The Associated Press
DAYTON - Ohio's new high school graduation tests could end up denying diplomas to many students, keeping them from attending college and getting good jobs, according to a newspaper review.
As the Ohio Department of Education overhauls standardized testing to meet new state and federal laws, it ordered test writers to make some questions more difficult so the brightest students get higher scores and some are guaranteed to fail, the Dayton Daily News reported on Sunday.
Beginning next spring, sophomores must pass the new Ohio Graduation Test in five subjects if they're to graduate on time in 2007. The new test requires achievement at two grade levels above current graduation exams, which means thousands could fail, the newspaper said.
Three-quarters of sophomores flunked a sample version last year, and nearly one-third failed this spring after the department shortened the test and lowered the recommended score for passing.
Three years ago, state lawmakers required replacing all proficiency tests by 2006 with 15 new tests in third, fourth, fifth, seventh, eighth and 10th grades. Then Ohio had to modify those laws to comply with the federal No Child Left Behind act.

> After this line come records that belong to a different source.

PR #3175, opened 2024-05-21
chore: Remove unused `/themes` folder

DafyddLlyr:
Looks like legacy code which is no longer used - none of the exported objects are used elsewhere in the codebase, we now use `themes.ts` for this functionality.


jessicamcinchak (approved):
:broom:

PR #3176, opened 2024-05-21
chore: Rename `QuestionHeader` to `CardHeader`

DafyddLlyr:


ianjon3s (approved):
Useful change and works as expected

PR #3181, opened 2024-05-21
Revert "chore: bump planx-core"

jessicamcinchak:
Reverts theopensystemslab/planx-new#3180 (I'll fix-forward in #planx-core next) 

Regression tests passing against this branch :white_check_mark: which fixes our failure last night: https://github.com/theopensystemslab/planx-new/actions/runs/9186773259

**Context:**
A Planx tester didn't wait for constraints to load (x3 apps for a demo) and submitted to BOPS. The payloads were valid with empty constraints, and we got a successful response from BOPS, but the apps didn't display in BOPS. Likely because they have an internal dependency on expected constraints? I was tagged in the help-issue request instead of the BOPS team, and should have been initially clear which side of the fence this bug was on. 

I thought this simple payload mapping change would be fine & allow me to resubmit the apps with minimal constraints that reflect "user answers", but it doesn't actually validate as expected (eg https://api.editor.planx.dev/admin/session/74068ec3-2e9c-408a-ac6f-7832d1eb011f/digital-planning-application?skipValidation=true). Bad testing on my part here and will need to look more closely at the PlanningDesignations type definition in the schema.

**Next steps:**
- [x] Manually search constraints & add `_constraints` key to to lowcal session `data`. Update session, confirm it validates and populates constraints, re-submit to Lambeth BOPS staging (x3) https://opendigitalplanning.slack.com/archives/C0241GWFG4B/p1716310913515129?thread_ts=1715963778.547149&cid=C0241GWFG4B
- [ ] Revert this change on planx-new (to hopefully also fix failing regression tests?)
- [ ] Fix-forward in planx-core and add testing. Bump planx-new again

### DIFF
--- a/api.planx.uk/package.json
+++ b/api.planx.uk/package.json
@@ -4,7 +4,7 @@
   "private": true,
   "dependencies": {
     "@airbrake/node": "^2.1.8",
-    "@opensystemslab/planx-core": "git+https://github.com/theopensystemslab/planx-core#1b95557",
+    "@opensystemslab/planx-core": "git+https://github.com/theopensystemslab/planx-core#2732b6e",
     "@types/isomorphic-fetch": "^0.0.36",
     "adm-zip": "^0.5.10",
     "aws-sdk": "^2.1467.0",
--- a/api.planx.uk/pnpm-lock.yaml
+++ b/api.planx.uk/pnpm-lock.yaml
@@ -12,8 +12,8 @@ dependencies:
     specifier: ^2.1.8
     version: 2.1.8
   '@opensystemslab/planx-core':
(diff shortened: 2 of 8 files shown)


jessicamcinchak:
Was able to successfully validate & resubmit here by adding `_constraints` to the session data manually (luckily all three tests used same addess). Closing this PR as we don't actually need to revert, we shouldn't hit this edge case in the meantime until we can fix forward.

Previously, when we sent empty constraints (which is valid per the schema) we got a successful response from BOPS but the applications weren't actually showing up for officers - lesson learned that this maybe shouldn't have been our help-issue to begin with !

DafyddLlyr (approved):
Thanks for the quick fix!

PR #3183, opened 2024-05-21
feat(frontend): Toggle flow online or offline

DafyddLlyr:


ianjon3s (approved):
This works great as a solution using current form styles. I'll be standardising the form styles imminently so will factor this in. I'll also think about how we can show the online/offline status on the 'select a service' screen.

editor.planx.uk/src/pages/FlowEditor/lib/store/settings.ts
```diff
@@ -33,6 +37,19 @@ export const settingsStore: StateCreator<
 
   setFlowSettings: (flowSettings) => set({ flowSettings }),
 
+  flowStatus: undefined,
```
jessicamcinchak, line 40: Should this be `"online"` by default rather than `undefined` ? 

Noticing that all existing flows on pizza are showing up as "offline" by default, which is opposite of intended behavior right? Perhaps just a data sync issue?

editor.planx.uk/src/pages/FlowEditor/components/Settings/ServiceSettings.tsx
```diff
@@ -200,25 +221,82 @@ const ServiceSettings: React.FC = () => {
...
+                }
+              />
+            }
+          />
+          <Typography variant="body1">
+            Toggle your service between "offline" and "online".
+          </Typography>
+          <Typography variant="body1">
+            A service must be online to be accessed by the public, and to enable
+            analytics gathering.
```
jessicamcinchak, line 268: nit: I wonder if it's worth adding one more sentence here like "Offline services can still be edited and published as normal." to encourage good maintenance?

editor.planx.uk/src/pages/FlowEditor/components/Settings/ServiceSettings.tsx
```diff
@@ -200,25 +221,82 @@ const ServiceSettings: React.FC = () => {
...
+            }}
+            control={
+              <Switch
+                name="service.status"
+                color="primary"
+                checked={statusForm.values.status == "online"}
+                onChange={() =>
+                  statusForm.setFieldValue(
+                    "status",
+                    statusForm.values.status == "online" ? "offline" : "online",
```
jessicamcinchak, line 257: nit: is there a reason to not use `===` equality checks here and above on L253?

jessicamcinchak (approved):

editor.planx.uk/src/pages/FlowEditor/lib/store/settings.ts
jessicamcinchak: Thanks for explanation here - totally agree `undefined` is correct store value now that data sync/migration is fixed in background :+1:

PR #3191, opened 2024-05-24
feat: show which planning constraints are checked in the editor (non-interactive)

jessicamcinchak:
Planning Constraints is one of our most complex Editor components, but actually exposes very few configuration options to an editor. This both limits flexibilty, and causes a fair number of async questions & help-issue reports around how it actually works. 

**Changes:**
- Adds a link to our Notion service spec page about "how constraints work" directly to the editor modal
- Disables the main `data field` input as valid payloads are actually very reliant on `property.constraints.planning`
- Adds a table with selectable-rows showing which individual constraints are queried and how each is sourced
  - Currently fully disabled & for information-only, but can obviously be select-able in future - allowing multiple constraints components to be used throughout a service, each checking a subset of datasets on the branches relevant

Screenshot from 2024-05-31 09-52-17

**Next steps:**
- [This PR] Design feedback - it's a dense, crowded table! 
- [Future PR] Wire up rows to be selectable, and set correct params on GIS API request based on row selections
  - Adjust public display to account for fewer constraints - split lists structure wouldn't make sense if only 1 thing is checked for example
  - Adjust `handleSubmit` & `makeData` to account for _multiple_ constraints components


editor.planx.uk/src/@planx/components/PlanningConstraints/model.ts
```diff
@@ -23,3 +23,135 @@ export type IntersectingConstraints = Record<string, string[]>;
...
+    source: "Planning Data",
+    datasets: ["tree", "tree-preservation-order", "tree-preservation-zone"],
+  },
+  {
+    name: "Classified Road",
+    key: "road.classified",
+    source: "Ordnance Survey",
+    datasets: ["OS Mastermap Highways"],
+  },
+];
```
jessicamcinchak, line 157: My thinking here is that once this is "hooked up", we'd exclusively maintain this list here & remove https://github.com/theopensystemslab/planx-new/blob/main/api.planx.uk/modules/gis/service/local_authorities/metadata/base.ts

editor.planx.uk/src/@planx/components/PlanningConstraints/Editor.tsx
```diff
@@ -33,34 +43,122 @@ function PlanningConstraintsComponent(props: Props) {
...
+              />
+            </InputRow>
             <InputRow>
               <Input
                 format="data"
                 name="fn"
                 placeholder={formik.values.fn}
                 value={formik.values.fn}
-                onChange={formik.handleChange}
+                disabled
```
jessicamcinchak, line 80: I think it's helpful to still show (rather than hide) this input so you know how this component will be recorded in your passport, but disabling it helps us ensure valid payloads later. If we're okay with this pattern, it's definitely one that would also be relevant & repeatable in FindProperty & DrawBoundary.

jessicamcinchak:
[Give 'Planning Constraints' component a 'hide from user' toggle](https://trello.com/c/Vjb3omgj/2845-give-planning-constraints-component-a-hide-from-user-toggle)

editor.planx.uk/src/@planx/components/PlanningConstraints/Editor.tsx
```diff
@@ -33,34 +43,117 @@ function PlanningConstraintsComponent(props: Props) {
...
+                            </InputRow>
+                            <InputRow>
+                              <Input
+                                format="data"
+                                name="val"
+                                value={dataset.val}
+                                disabled
+                              />
+                            </InputRow>
+                          </InputGroup>
```
jessicamcinchak, line 134: I'm now using disabled `InputRows` within each `TableRow`/`TableCell` here, as I think this has a more similar feel to Question & Checklist "Options" ? I think a table, rather than list, is still right here as it will facilitate the "(De)Select all" action across rows. 

These styles can absolutely be further tweaked before we wire-up & actually allow interaction!  

Here's my original draft using plain `Typography`, which I think looked more crowded? 
Screenshot from 2024-05-24 10-08-15

editor.planx.uk/src/@planx/components/PlanningConstraints/model.ts
jessicamcinchak: As I'm working on #3216 - I'm realising I need the list of Planning Data `datasets` more easily accessible via the Editor to make a correct external map link when more than one dataset is checked for a single constraint - hence opening this for review now!

editor.planx.uk/src/@planx/components/PlanningConstraints/Editor.tsx
```diff
@@ -1,15 +1,25 @@
+import Box from "@mui/material/Box";
+import Checkbox from "@mui/material/Checkbox";
```
DafyddLlyr, line 2: design: We currently use a number of different components for controlling boolean values in the Editor - 
 - MUI switches (in design settings)
 - PlanX checkboxes (in `Send` component)
 - MUI checkboxes here

This is a fix forward / design question which @ianjon3s may want his eyes on rather than a recommendation to make this change in the current PR 👍

DafyddLlyr (approved):
Looking good! A few comments and design ideas, all fix-forwardable 👍

editor.planx.uk/src/@planx/components/PlanningConstraints/model.ts
```diff
@@ -23,3 +23,135 @@ export type IntersectingConstraints = Record<string, string[]>;
...
+
+interface Dataset {
+  text: string;
+  val: string;
+  source: "Planning Data" | "Ordnance Survey";
+  datasets: string[];
+  entity?: number;
+}
+
+export const availableDatasets: Dataset[] = [
```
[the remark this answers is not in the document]
jessicamcinchak: This makes sense, but `as const` seems to break the `Dataset` type from automatically propagating through correctely when mapped/iterated over - will come back to this one !

PR #3192, opened 2024-05-24
fix: Add new `flow.status` column to sync script

DafyddLlyr:
This PR adds the `flows.status` column to our sync script which was added in #3170 

Tested locally with `pnpm test-sync` command ✅

### DIFF
--- a/scripts/seed-database/write/flows.sql
+++ b/scripts/seed-database/write/flows.sql
@@ -10,7 +10,8 @@ CREATE TEMPORARY TABLE sync_flows (
   updated_at timestamptz,
   settings jsonb,
   copied_from uuid,
-  analytics_link text
+  analytics_link text,
+  status text
 );
 
 \copy sync_flows FROM '/tmp/flows.csv' WITH (FORMAT csv, DELIMITER ';');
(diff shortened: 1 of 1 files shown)


RODO94:
@DafyddLlyr how significant are the check errors for Vultr? And how do I access the pizza?

DafyddLlyr:
@RODO94 This PR is currently failing for the reasons outlined here - https://opensystemslab.slack.com/archives/C01E3AC0C03/p1716548233407109 (OSL Slack)

As this is holding you up from getting data locally you have a few options here - 
 - You could checkout this branch locally, sync data, then carry on working on your branch
 - You could `git cherry-pick` this commit into your branch, sync data, and carry on. When we merge / rebase your branch, this cherry picked commit will be removed by git as it will already be on the target branch 🍒

jessicamcinchak:
@DafyddLlyr I've removed instance 3192 from vultr & fix is on `main`, so if you rebase to `main` here & push vultr should build fresh & succeed here for you on next go :crossed_fingers:

RODO94 (approved):
Tested locally and it runs fine, I can now see the database data.

PR #3193, opened 2024-05-24
test: try building vultr with ubuntu

jessicamcinchak:
Latest Alpine release (3.20) seems to have dropped `aws-cli` and we don't have option via Vultr to specify 3.19, so let's just try going back to Ubuntu builds temporarily until next Alpine release or fix 

See https://www.reddit.com/r/AlpineLinux/comments/1cyd3ws/am_i_tripping_or_was_awscli_removed_from_the/


freemvmt (approved):
nice ✨

jessicamcinchak:
Replaced by #3194

PR #3804, opened 2024-10-14
[docs] Add how-to for creating a team secret

jamdelion:


jessicamcinchak (approved):
Perfect thank you! 

Also fun trick (but one I always forget about!) - when updating docs only, if you include `[skip pizza]` in your commit message it'll skip Vultr steps for speedier CI - useful when changes don't require a build! :slightly_smiling_face:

The federal law demands every student meet proficiency standards by 2012. Schools could be sanctioned or lose federal money based on testing.
The General Accounting Office estimated last year that 45 states will spend about $3.9 billion by 2008 to develop or revise more than 430 tests. Ohio's testing budget is $75 million, four times the $18 million spent five years ago.
The changes already are straining the seven companies that control 85 percent of the test-writing market nationwide, the newspaper said.
Scoring mistakes will become more common as states rush to meet deadlines, said W. James Popham, professor emeritus at UCLA who ran his own testing company.
"But scoring mistakes can be corrected," he said. "What worries me more is the harm that will be done to children because of lousy tests."
Some questions are based on outdated science, so some plausible answers are marked incorrect, the newspaper said.
And testing companies are trying to program computers to score essay questions to save money. A Dayton Daily News reporter composed a deliberately nonsensical essay that one company's program awarded a perfect score and declared "effective writing."
The state adjusts the difficulty of questions so that most students get average scores and a small number get the very highest and very lowest. The idea was to identify struggling students and get them extra help.
"We put this in our contracts, that we want a test that challenges strong readers, and weaker readers don't bow out right away," said Mitchell Chester, the Education Department's assistant superintendent who oversees the state's testing programs.